Il paradosso della transizione energetica
La Spagna è oggi tra i Paesi europei più avanzati nella conversione energetica. Oltre il 50% dell’energia elettrica consumata nel 2023 è stata prodotta da fonti rinnovabili, in particolare eolico e fotovoltaico. Un dato che potrebbe far gioire chi promuove la transizione verde. Eppure, proprio in quel modello virtuoso, si annida una delle ipotesi più plausibili del collasso energetico.
Le rinnovabili sono energie per natura intermittenti: dipendono dal sole e dal vento, non da una produzione continua e controllata. E qui nasce il cortocircuito: le reti elettriche, per funzionare correttamente, devono garantire equilibrio costante tra domanda e offerta. Quando la produzione da rinnovabili supera la richiesta o diventa irregolare, entrano in azione sistemi di bilanciamento che chiedono ai produttori di staccarsi dalla rete. Ma se questo avviene in modo simultaneo o incontrollato, il sistema può andare in tilt.
Quando il sole brilla troppo (o troppo poco)
A innescare il blackout, secondo l’operatore nazionale Ree, sono state due perdite improvvise di generazione avvenute in pochi secondi. Perdite che il sistema non è riuscito ad assorbire. Questo tipo di fenomeno è tipico di una rete che ha una quota elevata di fonti non programmabili.

Se un impianto eolico perde efficienza per un calo di vento, o se un picco solare genera sovrapproduzione eccessiva in pieno giorno, i meccanismi di protezione della rete possono attivare distacchi automatici.
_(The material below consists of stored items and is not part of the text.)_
PR #569, opened 2025-06-19
Use pooch testdata fetching and modernize

Zeitsperre:
## Overview

Changes:

* Replaced testdata fetching mechanism with `pooch`-based caching system
* Updated tooling to replace a few checks with `ruff`, `Makefile` linting checks are now more precise
* Synchronized dependencies and added a few base versions for consistency
* Removed obsolete `setup.cfg`
* `raven` now uses Trusted Publisher for TestPyPI and PyPI releases

## Related Issue / Discussion

This PR is part of an effort to move the `raven-testdata` repo to a versioned scheme that will make it much easier to track changes between major releases of `RavenWPS` and `RavenPy`. It also provides much more thread-safety and prevents needless requests to GitHub when running `pytest`.

I'm pinning things so that this should be the last release to support Python 3.9. We should drop that version in the next significant release (if we do another one).

## Additional Information

https://github.com/CSHS-CWRA/RavenPy/pull/513
https://github.com/Ouranosinc/raven-testdata/pull/43


tlvu (approved):
I guess I can only approve the spirit of this PR.  Don't know much about the test framework on Raven.

Minor comment about whether this affects the notebooks on PAVICS.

E così, paradossalmente, più si cresce in energia verde, più serve una rete solida, intelligente, flessibile. Altrimenti, la sostenibilità rischia di diventare instabilità.
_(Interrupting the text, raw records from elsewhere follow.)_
PR #570, opened 2025-06-20
adjust docker testing setup

Zeitsperre:
## Overview

Changes:

* Added the `step-security/harden-runner` action to the `docker-testing.yml` workflow
* Synchronized the setup with that of `bird-house/finch`

## Related Issue / Discussion

It would be interesting if we can leverage this workflow to perform docker-build and dockerhub deployment actions

### DIFF
--- a/Dockerfile
+++ b/Dockerfile
@@ -25,3 +25,7 @@ RUN pip install . --no-deps
 EXPOSE 9099
 
 CMD ["gunicorn", "--bind=0.0.0.0:9099", "-t 60", "raven.wsgi:application"]
+# docker build -t pavics/raven .
+# docker run -p 9099:9099 pavics/raven
+# http://localhost:9099/wps?request=GetCapabilities&service=WPS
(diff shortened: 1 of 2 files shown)


Dockerfile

Obiettivo 2030: serve concretezza, non solo ambizione
Il governo spagnolo punta all’81% di energia rinnovabile entro il 2030, ma il blackout di aprile ci costringe a chiederci: le infrastrutture attuali sono sufficienti? Ed è credibile pensare di ottenere un sistema stabile se ci si affida quasi solo alle rinnovabili? Non basta costruire impianti eolici e fotovoltaici: serve accumulo, gestione in tempo reale, interconnessione tra le reti.
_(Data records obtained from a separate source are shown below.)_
PR #580, opened 2025-08-15
Fixup lint check configuration

Zeitsperre:
## Overview

Changes:

* Added some logic to skip lint checks on `main` (some hooks fail when run on `main` by design)
* Always run `conda` step on pushes to `main` but run it dependent on `lint` in pull requests.
* Update `pre-commit` hooks


tlvu (approved):
Rubber stamp from me but it looks good.

PR #605, opened 2026-04-10
Cookiecutter update

Zeitsperre:
## Overview

Changes:

* Updated project from (relatively outdated) cookiecutter template (cookiecutter-birdhouse):
  * `bump-my-version` has been configured for patch bumps
  * Labels are now applied
  * Python CI libraries now use fixed hashes
  * Several small `ruff` code style violations have been addressed
  * `LOGGER` is now `logger`. No more root-level logging
  * `pylint` and `vulture` have now been configured to run on codebase

## Related Issue / Discussion

The `cookiecutter-birdhouse` template is somewhat old, but many changes adopted there were ported with relative ease here. It might be worthwhile to spend some time on the template so that other birds can benefit.

## Additional Information

While the `tox` configuration is severely out-of-date, we don't test using it, so no issues. Maybe worth considering?


Zeitsperre:
@huard This is ready to go as is, but there are a bunch of changes in https://github.com/bird-house/cookiecutter-birdhouse/pull/162 that this could also benefit from as well.

Either way, RavenWPS docker image could use a refresh.

tlogan2000 (approved):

Serve, soprattutto, un cambiamento culturale unito alla consapevolezza di una realtà: il mix energetico non può dipendere da una sola fonte, nemmeno se verde. Come ha osservato Davide Tabarelli, presidente di Nomisma Energia, “le rinnovabili vanno integrate, non idolatrate”. La rete dev’essere progettata per reggere gli sbalzi, non solo per assecondare obiettivi politici o utopistici.

Le altre ipotesi: concause e fragilità del sistema
In attesa dei risultati ufficiali, gli esperti hanno avanzato possibili spiegazioni che, forse sommate una all’altra, hanno causato il disastro. La possibilità di un Cyber-attacco è stata smentita da Enisa e dall’operatore nazionale Ree. La vibrazione atmosferica, proposta in prima battuta, teoricamente legata a oscillazioni dei cavi per bruschi cambiamenti climatici, oltre a sollevare molte perplessità non è stata confermata nemmeno dai dati meteo.
Un incendio ai cavi d’importazione dalla Francia di cui si è parlato può essere una possibile concausa, ma è insufficiente per spiegare un blackout così vasto. L’ipotesi (preoccupante) di un’anomalia nucleare in Francia è stata invece smentita dal premier spagnolo Sanchez. In ogni caso, il problema dell’interconnessione energetica europea resta.
Conclusione: più rinnovabili, più responsabilità
Il blackout iberico ha mostrato una verità che in troppi fingono di ignorare: la transizione ecologica è un percorso complesso, non può essere frutto di un’utopia green o di accelerazioni ideologiche. Servono investimenti, tecnologia, buon senso. E soprattutto serve smettere di credere che “più rinnovabili” significhi automaticamente “più sicurezza”. O che una rete energetica possa essere composta solo di rinnovabili.